__TASK BRIEF__
Every line in the entries where "that" is found should be copied.

══════════

PR #10618, opened 2024-04-24
[Universal parser] Decouple IMEMO from rb_ast_t

hasumikin:
This patch removes the `VALUE flags` member from the `rb_ast_t` structure making `rb_ast_t` no longer an IMEMO object.

## Background

We are trying to make the Ruby parser generated from parse.y a universal parser that can be used by other implementations such as mruby. To achieve this, it is necessary to exclude VALUE and IMEMO from parse.y, AST, and NODE.

## Summary (file by file)

- `rubyparser.h`
  - Remove the `VALUE flags` member from `rb_ast_t`
- `ruby_parser.c` and `internal/ruby_parser.h`
  - Introduce a TypedData_Wrap_Struct VALUE which wraps `rb_ast_t` so that GC can manage it (see ``) - You can retrieve `rb_ast_t` from the VALUE by `rb_ruby_ast_data_get()`
  - Change the return type of `rb_parser_compile_XXXX()` functions from `rb_ast_t *` to `VALUE`
- `iseq.c` and `vm_core.h`
  - Amend the first parameter of `rb_iseq_new_XXXX()` functions from `rb_ast_body_t *` to `VALUE`
  - This keeps the VALUE of AST on the machine stack to prevent being removed by GC
- `ast.c`
  - Almost all change is replacement `rb_ast_t *ast` with `VALUE vast` (sorry for the big diff)
  - Fix `node_memsize()` to improve memory profiling
    - Now it includes `rb_ast_local_table_link`, `tokens` and `script_lines`
- `compile.c`, `load.c`, `node.c`, `parse.y`, `proc.c`, `ruby.c`, `template/prelude.c.tmpl`, `vm.c` and `vm_eval.c`
  - Follow-up due to the above changes
- `imemo.{c|h}`
  - If an object with `imemo_ast` appears, consider it a bug
  - 👀 If you think the related code should be removed in this PR, please tell me

### DIFF
--- a/ast.c
+++ b/ast.c
@@ -16,7 +16,7 @@ static VALUE rb_mAST;
 static VALUE rb_cNode;
 
 struct ASTNodeData {
-    rb_ast_t *ast;
+    VALUE vast;
     const NODE *node;
 };
 
@@ -24,14 +24,16 @@ static void
 node_gc_mark(void *ptr)
 {
     struct ASTNodeData *data = (struct ASTNodeData *)ptr;
-    rb_gc_mark((VALUE)data->ast);
+    rb_gc_mark(data->vast);
 }
 
 static size_t
 node_memsize(const void *ptr)
 {
     struct ASTNodeData *data = (struct ASTNodeData *)ptr;
-    return rb_ast_memsize(data->ast);
+    rb_ast_t *ast = rb_ruby_ast_data_get(data->vast);
+
+    return sizeof(struct ASTNodeData) + rb_ast_memsize(ast);
 }
 
 static const rb_data_type_t rb_node_type = {
@@ -44,22 +46,22 @@ static const rb_data_type_t rb_node_type = {
 static VALUE rb_ast_node_alloc(VALUE klass);
 
 static void
-setup_node(VALUE obj, rb_ast_t *ast, const NODE *node)
+setup_node(VALUE obj, VALUE vast, const NODE *node)
 {
     struct ASTNodeData *data;
 
     TypedData_Get_Struct(obj, struct ASTNodeData, &rb_node_type, data);
-    data->ast = ast;
+    data->vast = vast;
     data->node = node;
 }
 
 static VALUE
-ast_new_internal(rb_ast_t *ast, const NODE *node)
+ast_new_internal(VALUE vast, const NODE *node)
 {
     VALUE obj;
 
     obj = rb_ast_node_alloc(rb_cNode);
-    setup_node(obj, ast, node);
+    setup_node(obj, vast, node);
 
     return obj;
 }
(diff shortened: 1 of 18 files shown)


ast.c
```diff
@@ -93,15 +97,15 @@ ast_s_parse(rb_execution_context_t *ec, VALUE module, VALUE str, VALUE keep_scri
 static VALUE
 rb_ast_parse_str(VALUE str, VALUE keep_script_lines, VALUE error_tolerant, VALUE keep_tokens)
 {
-    rb_ast_t *ast = 0;
+    VALUE vast = Qnil;
```
nobu, line 100: Does this need to be initialized?

ast.c
```diff
@@ -277,10 +281,10 @@ ast_node_node_id(rb_execution_context_t *ec, VALUE self)
     return INT2FIX(nd_node_id(data->node));
 }
 
-#define NEW_CHILD(ast, node) node ? ast_new_internal(ast, node) : Qnil
+#define NEW_CHILD(vast, node) node ? ast_new_internal(vast, node) : Qnil
```
nobu, line 284: I think a conditional expression macro should be parenthesized.

```suggestion
#define NEW_CHILD(vast, node) (node ? ast_new_internal(vast, node) : Qnil)
```

compile.c
```diff
@@ -1478,16 +1478,20 @@ new_child_iseq(rb_iseq_t *iseq, const NODE *const node,
...
+    rb_ast_t *ast = ruby_xcalloc(1, sizeof(rb_ast_t));
+    VALUE vast;
+    rb_ast_body_t body = {
+        .root = node,
+        .frozen_string_literal = -1,
+        .coverage_enabled = -1,
+        .script_lines = NULL
+    };
+    ast->body = body;
+    vast = rb_ruby_ast_new(ast);
```
nobu, line 1490: If `rb_ruby_ast_new` raises an exception, `ast` will be leaked.

nobu (changes requested):
"Allocate then wrap" is bad, because the "wrapping" itself can fail.
Allocate a wrapped pointer, then fill it.

nobu (approved):
Looks good.

One more thing.
The usages of `rb_ruby_ast_new` in ruby_parser.c and the outside seem different.
It may be better to separate allocation function (`rb_ruby_ast_alloc` for example) for ruby_parser.c internal usage,  and to pass `root` and `script_lines` arguments to `rb_ruby_ast_new` outside.

hasumikin:
@nobu 
How about this https://github.com/ruby/ruby/pull/10618/commits/9c3002a3a94e93a2c97f01c34a845858a71b55f9 ?
I wrote `ast_alloc()` instead of `rb_ruby_ast_alloc()` as it's static in ruby_parser.c

nobu:
Looks good.

yui-knk (approved):
LGTM!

══════════

__SOLUTION__
We are trying to make the Ruby parser generated from parse.y a universal parser that can be used by other implementations such as mruby. To achieve this, it is necessary to exclude VALUE and IMEMO from parse.y, AST, and NODE.
  - Introduce a TypedData_Wrap_Struct VALUE which wraps `rb_ast_t` so that GC can manage it (see ``) - You can retrieve `rb_ast_t` from the VALUE by `rb_ruby_ast_data_get()`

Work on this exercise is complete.